Managing your money - banking and bookkeeping
At a bare minimum set up a checking account in your business’s name. Either get a debit card or open a credit card in your business’s name for office expenditures, subscription services, etc. Use an accounting service or bookkeeping software that uses double-entry bookkeeping.
Let’s talk about bookkeping first. You have basically three options: do it yourself, hire a bookkeeper, or use a “service” that does this for you. I put service in quotes because the only one I’ve seen to date - Bench - still has a person behind the scenes. If you can afford it, hire a bookeeper. It’s not a bad idea to start managing the books yourself - with help if necessary - to make sure you understand how bookkeeping works. If you can do it yourself, go ahead, again, at least to start with.
The software? It all sucks in one way or another.
Nobody got fired for choosing IBM, and you won’t cause any hearburn with a bookkeeper if you’re using QuickBooks.
If you’re solo, you have more options. As a solo business owner you can probably get away with just the basic equity accounts - that is, how you track ownership. In a partnership you need to track multiple equity accounts and this precludes many software packages.
If you’re doing the books yourself, you like doing the books, and you live on the command line, the absolute best accounting software is Ledger or one of its various clones (for personal finance I use hledger, a Ledger compatible program that happens to be written in Haskell). They’re all based on a plain text storage format.
Paying yourself
When you start out take as little as possible, and just take draws. Once you have traction it makes sense to file as an S corp (in the US) and take a modest salary.
Our first CPA’s advice when we started out was just that: don’t do a salary, keep it simple and take draws as necessary. He was pretty emphatic about that. There’s no financial benefit to you to pay yourself a W-2 salary if you’re still subject to normal tax rates on the profit, including self employment and FICA.
Paying the government
Killing vampires is cool, but don’t be like Wesley Snipes. Pay your taxes. Make estimated payments each quarter because a single large bill with fines is not fun.
The best way to pay these taxes is by being on payroll and filing as an S corp. You don’t have to think [too much] about making these payments, plus the whole benefit of lower taxes on everything else.
With that out the way…
What follows is risky advice that responsible people should take with a grain of salt. Remember how I said I’m not a CPA?
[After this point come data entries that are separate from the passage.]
PR #2682, opened 2021-11-29
[SW-2637] Add progress bar

krasinski:


core/src/main/scala/ai/h2o/sparkling/backend/utils/ProgressBar.scala
```diff
@@ -0,0 +1,24 @@
...
+object ProgressBar {
+  private final val BarLength = 50
+  private final val CarriageReturn = "\r"
+  private final val Empty = "_"
+  private final val Filled = "█"
+  private final val Side = "|"
+
+  private[sparkling] def printProgressBar(progress: Float, leaveTheProgressBarVisible: Boolean = false): Unit = {
+    val crOrNewline = if (leaveTheProgressBarVisible) System.lineSeparator else CarriageReturn
+    System.err.print(CarriageReturn + renderProgressBar(progress) + crOrNewline)
```
mn-mikke, line 12: Wouldn't it be better to print progressbar to stdout insteadoff stderr?

core/src/main/scala/ai/h2o/sparkling/backend/utils/ProgressBar.scala
```diff
@@ -0,0 +1,24 @@
+package ai.h2o.sparkling.backend.utils
```
mn-mikke, line 1: Missing license header

core/src/test/scala/ai/h2o/sparkling/backend/utils/ProgressBarTestSuite.scala
```diff
@@ -0,0 +1,34 @@
+package ai.h2o.sparkling.backend.utils
```
mn-mikke, line 1: missing license header

mn-mikke (commented):
The scala part looks good! What about the scenario when training algorithm in pysparkling API?

core/src/main/scala/ai/h2o/sparkling/backend/utils/ProgressBar.scala
krasinski: There are two reasons for why I did that:
1. I noticed that Spark does that with it's progress bar and I think it works well so I did the same thing
2. `java.lang.System.err` javadoc says:
> By convention, this output stream is used to display error messages or other information that should come to the immediate attention of a user even if the principal output stream, the value of the variable out, has been redirected to a file or other destination that is typically not continuously monitored.

even so I think changing that to stdout should be ok if you think it would be better

mn-mikke: My motivation to move the progress to stdout is based on the below points:
- H2O python and R client prints progressbar to stdout
- Spark prints out to stderr also other logging messages that were captured via `org.apache.spark.internal.Logging`. So the stderr can contain lots of messages coming from Spark depending the logging level and the information about the progress bar might get easily lost.
- Is stderr visible in Jupyter/Databricks notebook?

Please, correct me if any of the points is not true.

krasinski: now it's clear, thank you, I'm checking right now how it works in the jupyter notebook and will implement accordingly

krasinski: image
so on stderr it looked like that, changing to stdout as requested

krasinski: image
and that's the current version I'm pushing right now

mn-mikke: This looks great!!!

core/src/main/scala/ai/h2o/sparkling/backend/SharedBackendConf.scala
```diff
@@ -366,6 +371,13 @@ object SharedBackendConf {
       |value Runtime.getRuntime()
       |.availableProcessors()""".stripMargin)
 
+  val PROP_PROGRESS_BAR_ENABLED: BooleanOption = (
+    "spark.ext.h2o.progressbar.enabled",
+    true,
+    """setProgressBarEnabled()
+      |setProgressBarDisabled()""".stripMargin,
+    "Decides whether to display progress bar related to H2O jobs on stderr or not.")
```
mn-mikke, line 379: on stderr: Haven't you changed it to stdout?

mn-mikke (approved):
LGTM - Great job, thank you!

Especially when we started out, and weren’t on payroll, I erred on the side of caution and underpaid the quarterly estimated payment, keeping the remainder in savings (business or personal). The reason was uncertainty about future cash flow (even if you’ll get a refund because you overpaid that’s cash you don’t have during the year). The result was a higher tax bill in April with a small fine for underpayment. The fine was small enough that it was worth the optionality of having that cash on hand.